The role of attractive forces in viscous liquids

TL;DR

This study uses computer simulations to compare the dynamics of Lennard-Jones liquids with and without attractive forces, revealing significant differences in relaxation behavior despite similar structures, challenging existing theories.

Contribution

It provides new insights into how attractive forces influence the relaxation dynamics of viscous liquids, questioning the dominance of repulsive forces in dense liquid physics.

Findings

Relaxation slowdown differs significantly between models with and without attractions.

Pair structure remains similar despite dynamical differences.

Truncation of interaction potentials affects relaxation behavior.

Abstract

We present evidence from computer simulation that the slowdown of relaxation of a standard Lennard-Jones glass-forming liquid and that of its reduction to a model with truncated pair potentials without attractive tails is quantitatively and qualitatively different in the viscous regime.
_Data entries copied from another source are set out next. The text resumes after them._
PR #144, opened 2019-02-08
Add stdc++fs as a target link library for clang compiler on linux

bhatsach:
This change is needed to compile pluginlib package and packages which
depend on it on linux clang compiler


bhatsach:
### Points to note
* I am adding a nightly job on ROS2 CI to build on linux clang compiler in order to detect bugs early. Mac OS X builds can take very long to complete. Here's the PR link for the same: [ros2/ci#244](https://github.com/ros2/ci/pull/244)

### Testing done
* I have tested the above changes by doing a colcon build locally with all the ros2 packages pulled

tfoote:
This approach seems like it's trying to fix the test and not to identify the more general underlying requirement. What is the differentiating factor that requires this flag being added? Can you enumerate the cases, because at a glance at this looks like it should just be detecting linux an adding the additional compile flag? The previous flag was effectively selecting linux as osx runs clang by default and windows is vsbuild.

bhatsach:
> This approach seems like it's trying to fix the test and not to identify the more general underlying requirement. What is the differentiating factor that requires this flag being added? Can you enumerate the cases, because at a glance at this looks like it should just be detecting linux an adding the additional compile flag? The previous flag was effectively selecting linux as osx runs clang by default and windows is vsbuild.

Makes sense, I may be able to just update the check to verify that we are on linux. Will look into this now.

bhatsach:
Updated the PR with just a check for linux for linking experimental filesystem libraries. Also updated the check to linux while exporting the libraries. Experimental Filesystem is a linux specific concept rather than compiler specific.

bhatsach:
@nuclearsandwich and @tfoote, please let me know if you have any comments on the latest revision, thanks

pluginlib/CMakeLists.txt
```diff
@@ -80,7 +80,7 @@ if(BUILD_TESTING)
     )
     target_compile_definitions(${PROJECT_NAME}_unique_ptr_test PUBLIC "PLUGINLIB__DISABLE_BOOST_FUNCTIONS")
 
-    if(CMAKE_COMPILER_IS_GNUCXX)
+    if(${CMAKE_SYSTEM_NAME} MATCHES "Linux")
```
nuclearsandwich: It seems like most of the CMAKE pundits on StackOverflow and mailing lists favor the construct

```cmake
 if (UNIX AND NOT APPLE)
  ...
endif()
```

While it's a bit obtuse I think it's likely what's desired in order to also cover cases like NetBSD, QNX or NuttX.

@wjwwood I would love your advice on whether you think explicitly matching Linux or using this other construct is more appropriate.

nuclearsandwich (commented):
One question about the CMake logic for long term *nix support. Once that is settled we'll need to run CI.

pluginlib/CMakeLists.txt
wjwwood: Not sure if it makes much difference, since it will break one way or another. The only thing I can see that might be better about `if (UNIX AND NOT APPLE)` is that it will break earlier (in pluginlib tests) rather than later (in a package like rviz).

nuclearsandwich: > Not sure if it makes much difference, since it will break one way or another.

Not sure I fully understand. What's expected to break? Is it the availability of the c++fs on non-Linux platforms?

wjwwood: For example, NuttX may not have `c++fs` (not sure if this is true or not).

nuclearsandwich: Okay. That makes sense to me. If the platform doesn't have the required dependency then the build won't succeed one way or the other. But if the dependency is satisfied on a platform the `(UNIX AND NOT APPLE)` query should implement the desired link.

 I'm all in favor of failing earlier and being forward compatible. So let's go with `(UNIX AND NOT APPLE)`.

nuclearsandwich:
* Linux [Build Status](http://ci.ros2.org/job/ci_linux/6152/)
* Linux-aarch64 [Build Status](http://ci.ros2.org/job/ci_linux-aarch64/2620/)
* macOS [Build Status](http://ci.ros2.org/job/ci_osx/5074/)
* Windows [Build Status](http://ci.ros2.org/job/ci_windows/6015/)
* Linux Clang [Build Status](https://ci.ros2.org/job/ci_linux/6153/)

nuclearsandwich (approved):
Will merge as long as CI comes back green.

bhatsach:
> One question about the CMake logic for long term *nix support. Once that is settled we'll need to run CI.

Thanks a lot for identifying and updating this. I locally tested it on ubuntu and the change looks good :)

nuclearsandwich:
@bhatsach do you have any insight into the warnings that are coming back on the Linux Clang job?

nuclearsandwich:
Because the warnings are in other packages and don't seem directly related to pluglinlib and the supported builds have no errors. I'm going to merge with the expectation that those interested in getting the clang on Linux builds fully green will do so.

PR #145, opened 2019-02-20
also search under bin if on Windows

kejxu:
search under bin if on Windows

similar logics has already been added/implemented in the [`ros2` branch](https://github.com/ros/pluginlib/blob/ros2/pluginlib/include/pluginlib/class_loader_imp.hpp#L416), this could be considered as a back-port as well as a fix for Windows


seanyen:
@nuclearsandwich Just a friendly reminder for #140 #145 in case they are out of your radar.

seanyen:
@nuclearsandwich @dirk-thomas sorry to ping you again on this pull request. Now the [ROS on Windows](https://aka.ms/ros/buildfarm) has switched to consume all the upstream repositories for `ros_base`, except for this one. And I would love to see how we can move #140 and #145 forward and migrate to use the upstream `pluginlib` as well. Thanks!

nuclearsandwich (approved):

PR #150, opened 2019-04-11
class_loader_imp: do not call virtual function in destructor

cwecht:
This fixes clang-tidys "clang-analyzer-optin.cplusplus.VirtualCall"-warning.

Also this makes more clear, which function is actually called.

### DIFF
--- a/pluginlib/include/pluginlib/class_loader_imp.hpp
+++ b/pluginlib/include/pluginlib/class_loader_imp.hpp
@@ -100,7 +100,7 @@ ClassLoader<T>::~ClassLoader()
 /***************************************************************************/
 {
   ROS_DEBUG_NAMED("pluginlib.ClassLoader", "Destroying ClassLoader, base = %s, address = %p",
-    getBaseClassType().c_str(), this);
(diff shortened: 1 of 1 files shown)


nuclearsandwich:
Humbly begging your forgiveness @cwecht for the tardy review. I discussed this change with @clalancette and here is what we observed:
* The current destructor could result in a crash when the virtual function is called since the implementation is in the subclass whose destructor has already been run.
* With this patch, any subclass which overloads `getBaseClassType` will not have its implementation used here.

With those observations in mind, averting a crash is highly desirable but the tradeoff is that anyone out there overriding getBaseClassType won't have their implementation used by the debug message.

We discussed making getBaseClassType private and non-virtual but that only works if no one is actually using overrides.

sloretz:
Thank you for the PR!

Unfortunately I don't think we should merge this one. Given the concerns about behavior changes and that [ROS Noetic will reach end-of-life on May 31st, 2025](https://discourse.ros.org/t/ros-noetic-end-of-life-may-31-2025/43160), I think we should leave the behavior as is.

PR #154, opened 2019-05-07
Export tinyxml2 libraries downstream

esteve:
This change makes the tinxyml2 libraries available to downstream packages when they are crosscompiled. The calls to `find_package` are in the extras file because the tinyxml2 libraries may be installed system-wide and therefore have absolute paths, which can't be resolved when crosscompiling.

### DIFF
--- a/pluginlib/pluginlib-extras.cmake
+++ b/pluginlib/pluginlib-extras.cmake
@@ -35,3 +35,7 @@ if(UNIX AND NOT APPLE)
   # ament_export_libraries() because it is not absolute and cannot be found with find_library
   list(APPEND pluginlib_LIBRARIES ${FILESYSTEM_LIB})
 endif()
+
+find_package(tinyxml2_vendor REQUIRED)
+find_package(TinyXML2 REQUIRED)
+list(APPEND pluginlib_LIBRARIES ${TinyXML2_LIBRARIES})


Karsten1987:
@nuclearsandwich Are we considering this for Dashing?

nuclearsandwich:
If I had been more attentive to it it could likely have been included but I failed to take action earlier. I will add it to the first Dashing patch release queue.

esteve:
@Karsten1987 @nuclearsandwich is there anything I should addressing in this PR? Thanks.

pluginlib/pluginlib-extras.cmake
```diff
@@ -35,3 +35,7 @@ if(UNIX AND NOT APPLE)
   # ament_export_libraries() because it is not absolute and cannot be found with find_library
   list(APPEND pluginlib_LIBRARIES ${FILESYSTEM_LIB})
 endif()
+
+find_package(tinyxml2_vendor REQUIRED)
+find_package(TinyXML2 REQUIRED)
+list(APPEND pluginlib_LIBRARIES ${TinyXML2_LIBRARIES})
```
nuclearsandwich, line 41: Have we just been getting lucky that pluginlib_LIBRARIES hadn't needed the TinyXML2_LIBRARIES added before because they were being brought in from somewhere else?

pluginlib/pluginlib-extras.cmake
```diff
@@ -35,3 +35,7 @@ if(UNIX AND NOT APPLE)
   # ament_export_libraries() because it is not absolute and cannot be found with find_library
   list(APPEND pluginlib_LIBRARIES ${FILESYSTEM_LIB})
 endif()
+
+find_package(tinyxml2_vendor REQUIRED)
```
nuclearsandwich, line 39: I'm somewhat hesitant about finding the vendor package here as someday we won't need one for tinyxml2 and tinyxml2_vendor when used at install time should register CMake configuration that locates TinyXML2 for builds using the same install space... but maybe that doesn't work for isolated builds when tinyxml2_vendor is in the same workspace.

It's probably fine as-is but I'm curious if removing tinyxml2_vendor still allows successful cross-compilation with tinyxml2_vendor in an underlay and in the same workspace as pluginlib.

nuclearsandwich:
>  is there anything I should addressing in this PR? Thanks.

Nope I've just had a devil of a time clearing my review backlog.

I created an `export-tinyxml2` branch on this fork and merged these changes into it for CI.

* Linux [Build Status](http://ci.ros2.org/job/ci_linux/7541/)
* Linux-aarch64 [Build Status](http://ci.ros2.org/job/ci_linux-aarch64/3678/)
* macOS [Build Status](http://ci.ros2.org/job/ci_osx/6176/)
* Windows [Build Status](http://ci.ros2.org/job/ci_windows/7368/)

nuclearsandwich (approved):
I asked a couple of clarifying questions but this should be good to merge as-is as long as there are no surprises during CI.

esteve:
@nuclearsandwich sorry for the slow response, I somehow missed this, I'll reply to your questions.

pluginlib/pluginlib-extras.cmake
esteve: It was fine the way it was, however when crosscompiling the paths in `${TinyXML2_LIBRARIES}` where absolute in the host, so the downstream packages wouldn't find them when they were crosscompiled for the target and libraries/executables didn't have all the symbols. One way to know if crosscompiled builds will be fine is to add the following as linker flags:

```cmake
if(CMAKE_CXX_COMPILER_ID STREQUAL "GNU")
  set(CMAKE_SHARED_LINKER_FLAGS "${CMAKE_SHARED_LINKER_FLAGS} -Wl,--no-undefined")
elseif(CMAKE_CXX_COMPILER_ID MATCHES "Clang")
  set(CMAKE_SHARED_LINKER_FLAGS "${CMAKE_SHARED_LINKER_FLAGS} -Wl,-undefined,error")
endif()
```

this will fail the builds even if they are not crosscompiled by making sure that there are no missing symbols.

esteve: That's what we added to https://gitlab.com/autowarefoundation/autoware.ai/common/blob/master/autoware_build_flags/cmake/autoware_build_flags-extras.cmake#L1 This code could be added to `ament_cmake_ros`, for example.

pluginlib/pluginlib-extras.cmake
esteve: I recall testing these changes without `tinyxml2_vendor` and not working, but it's been a while.

nuclearsandwich: I think it makes sense for it not to work if tinyxml2_vendor is in the same workspace but if TinyXML2 is available from the base system or in an underlay workspace via tinyxml2_vendor it should work without it. But that's not a condition worth testing for and we'll have to pull the vendor packages out by hand if we retire them no matter what.

PR #171, opened 2020-01-26
[noetic][pluginlib] declare specific boost dependencies

mikaelarguedas:
May be worth targeting to a noetic-devel to not impact released packages on other distributions

related to https://github.com/ros/ros_comm/pull/1871

PR #174, opened 2020-02-14
Update CMake minimum version to address CMP0048 warning.

nuclearsandwich:
Hat tip to Shane whose comment in another PR diagnosed the warning:
https://github.com/ros/pluginlib/pull/171#issuecomment-586474749

Melodic's currently supported platforms, Stretch and Bionic, use CMake
3.7.2 and 3.10.2 respectively so this change can target melodic-devel.


nuclearsandwich:
Closing in favor of #173

PR #176, opened 2020-02-25
[Windows] strip 'lib' prefix when loading library.

seanyen:
This is a follow up of #140.

Many ROS packages are originally targeted for Linux and there is a convention to put the library prefix `lib` when describing `<library path="lib/libplugin">`. However, on Windows, the shared library doesn't have such naming convention. As a result, `class loader` is not able to find the library by names.

This pull request is to propose that `class loader` should also search the library name without `lib` prefix on Windows, which is as a mitigation to help downstream packages don't need to modify their plugin XML but still can load the plugin binaries.

This pull request is also fix an little problem that `stripAllButFileFromPath()` is returning the path separator in the result string. Based on the context of `getAllLibraryPathsToTry()`, the path separator seems to be an extra.

### DIFF
--- a/pluginlib/include/pluginlib/class_loader_imp.hpp
+++ b/pluginlib/include/pluginlib/class_loader_imp.hpp
@@ -357,12 +357,30 @@ std::vector<std::string> ClassLoader<T>::getAllLibraryPathsToTry(
   std::string stripped_library_name = stripAllButFileFromPath(library_name);
   std::string stripped_library_name_with_extension = stripped_library_name + non_debug_suffix;
 
+#ifdef _WIN32
+  // try to strip the leading `lib` from the library path.
+  // Windows doesn't have the `lib` prefix convention for shared libraries.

The pair structure of the two models is however very similar. This finding, which appears to contradict the common view that the physics of dense liquids is dominated by the steep repulsive forces between atoms, is characterized in detail, and its consequences are explored. Beyond the role of attractive forces themselves, a key aspect in explaining the differences in the dynamical behavior of the two models is the truncation of the interaction potentials beyond a cutoff at typical interatomic distance. This leads us to question the ability of the jamming scenario to describe the physics of glass-forming liquids and polymers.